Carlyle closes second CLO, as middle-market fundraising heats up
Private equity firm The Carlyle Group (Nasdaq: CG) is continuing its foray into collateralized loan obligations with its latest capital raise, Carlyle US CLO 2017-2 Ltd. The firm’s second CLO in 2017 received approximately $610 million in financial commitments.
Carlyle US CLO 2017-2, which was arranged by Citigroup Inc. (NYSE: C), will invest predominantly in senior secured leveraged loans. The firm’s preceding fund, Carlyle US CLO 2017-1, received slightly more in capital with a total of $612 million. Carlyle’s structured credit and CLO business has $19.1 billion in assets under management.
Headquartered in Washington, D.C., the Carlyle Group is a global asset management firm with offices across North America, South America, Europe, the Middle East, Africa, Asia and Australia. The firm has nearly $162 billion in total assets under management and recently purchased Atotech, the specialty chemicals unit of French oil company Total SA, for $3.2 billion despite volatile oil prices. The new CLO isn’t the only fundraising the firm has done. In 2016, Carlyle completed capital raising for a $507 million CLO and raised a $2.8 billion credit fund in November to double down on the energy sector.
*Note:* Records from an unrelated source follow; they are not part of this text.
Issue #12042, opened 2020-07-05
Side affect mock DateTimeProvider


Romancha:
##### **Overview of the issue**

Using mock for dateTimeProvider may side affect users test that use dateTimeProvider. To avoid side affect we need to use @MockBean

##### **Motivation for or Use Case**

I have my own integration tests, which use the createdDate, lastModifiedDate in the verification of business logic. I was a bit confused when my tests fell and saw that the createdDate, lastModifiedDate in my objects equals Instant.now() - minus 4 days. The reason for this is using @Mock DateTimeProvider in UserServiceIT.

##### **Reproduce the error**

1. Create a test in which an object with the createdDate, lastModifiedDate will be created.
2. Compare createdDate, lastModifiedDate with current date.

**Expected result:** createdDate, lastModifiedDate have Instant.now() value
**Actual result:** createdDate, lastModifiedDate have Instant.now() - 4 days value

##### **Related issues**

Also fixed in jhipster-kotlin - https://github.com/jhipster/jhipster-kotlin/issues/246

##### **Suggest a Fix**

https://github.com/jhipster/generator-jhipster/pull/12043

##### **JHipster Version(s)**

generator-jhipster@6.8.0

##### **JHipster configuration**

<details>
<summary>.yo-rc.json file</summary>
<pre>
{
  "generator-jhipster": {
    "promptValues": {
      "packageName": "org.romancha.test"
    },
    "jhipsterVersion": "6.8.0",
    "applicationType": "monolith",
    "baseName": "test",
    "packageName": "org.romancha.test",
    "packageFolder": "org/romancha/test",
    "serverPort": "8080",
    "authenticationType": "jwt",
    "cacheProvider": "hazelcast",
    "enableHibernateCache": true,
    "websocket": false,
    "databaseType": "sql",
    "devDatabaseType": "postgresql",
    "prodDatabaseType": "postgresql",
    "searchEngine": false,
    "messageBroker": false,
    "serviceDiscoveryType": "eureka",
    "buildTool": "gradle",
    "enableSwaggerCodegen": false,
    "jwtSecretKey": "-",
    "embeddableLaunchScript": false,
    "useSass": true,
    "clientPackageManager": "npm",
    "clientFramework": "react",
    "clientTheme": "none",
    "clientThemeVariant": "",
    "creationTimestamp": 1593984745881,
    "testFrameworks": [],
    "jhiPrefix": "jhi",
    "entitySuffix": "",
[...]

PR #12043, opened 2020-07-05
Remove side effect of mock dateTimeProvider

Romancha:
Using mock for dateTimeProvider may affect users test that use dateTimeProvider. To avoid side affect we need to use @MockBean

[issue](https://github.com/jhipster/generator-jhipster/issues/12042)
[pr jhipster-kotlin](https://github.com/jhipster/jhipster-kotlin/pull/247)


atomfrede:
Thanks @Romancha and congrats to your first contribution! @jhipster/developers How do we handle this? Just merge it to master or also in v6 maintenance branch? If also going to v6 is there some automated way?

pascalgrimaud:
@atomfrede : it depends on the issue. Is it an important issue which needs a new patch release ? Or is it related to more custom code ? As all our CI passed...

atomfrede:
Guess it is not critical and only happens under special circumstances.

PR #2, opened 2019-04-26
feat: add do-dont component

alisonjoseph:
- Add DoDontExample
- Add ImageComponent
- Update ibm-- to bx--
- Update AnchorLinks
- **REMOVE OFFSET CLASSES** 🎉


gatsby-theme-carbon/src/components/DoDontExample/do-dont-example.scss
```diff
@@ -0,0 +1,156 @@
...
+.#{$prefix}--example__icon--incorrect path[dataIconPath="inner-path"] {
+  fill: $carbon--white-0;
+  opacity: 1;
+}
+
+.#{$prefix}--example__caption {
+  padding: $spacing-03 0 0 0;
+}
+
+p.#{$prefix}--example__title {
```
vpicone: do we need to specify the element for these guys? It think the class names are solid on their own.

gatsby-theme-carbon/src/components/AnchorLinks/anchor-links.scss
```diff
@@ -0,0 +1,67 @@
...
+  width: auto;
+  margin-bottom: 0;
+  margin-top: $spacing-05;
+
+  @include carbon--breakpoint("md") {
+    margin-bottom: $spacing-07;
+  }
+}
+
+.#{$prefix}--anchor-links .markdown-ul li {
```
vpicone: This is a good example of where sass nesting can fail us. If the user shadows the Ul component, the AnchorLink component will break since the `markdown-ul` won't exist.

We should use a new className for the li over nesting as we can't depend on the classNames of any other component existing outside of the current component.

vpicone:
Disabled the ImageComponent nav link, I think it needs a lot of work. 

Zoom, overlay, and captions are broken. I think we need to get rid of this sort of syntax in favor of what I did with the `AnchorLink` component.

It's confusing to look at, requires some really hacky React and prone to breaking with whitespace issues. 

```
<DoDontExample label="label text">

![Alt text](images/Light_theme_02.png)

</DoDontExample>
```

Debt funds, an area that is not yet as crowded as it is among private equity firms, have grown into a very popular pool for sourcing middle-market deals. Trinitas Capital recently closed its sixth CLO fund; Antares Capital raised a CLO with $2.1 billion in capital commitments in May; and THL Credit Advisors raised its third debt fund. In 2016, the Carlyle Group (Nasdaq: CG) closed its fourth CLO fund at $507 million; Littlejohn's Wellfleet closed a $406 million fund; Monroe Capital LLC closed a $800 million credit fund; Chicago-based NXT Capital LLC closed its fourth debt fund at $900 million; and Audax Group raised nearly $1.2 billion in capital for the firm’s fourth mezzanine fund.